**What to produce**
For every line in the records that has the word "error", make a copy.

**Exercise inputs**
--- START ---
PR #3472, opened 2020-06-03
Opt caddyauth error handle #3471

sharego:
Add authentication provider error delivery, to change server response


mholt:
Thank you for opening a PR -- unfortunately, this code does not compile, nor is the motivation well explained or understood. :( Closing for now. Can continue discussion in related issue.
--- END ---
**Solution to this task**
Opt caddyauth error handle #3471
Add authentication provider error delivery, to change server response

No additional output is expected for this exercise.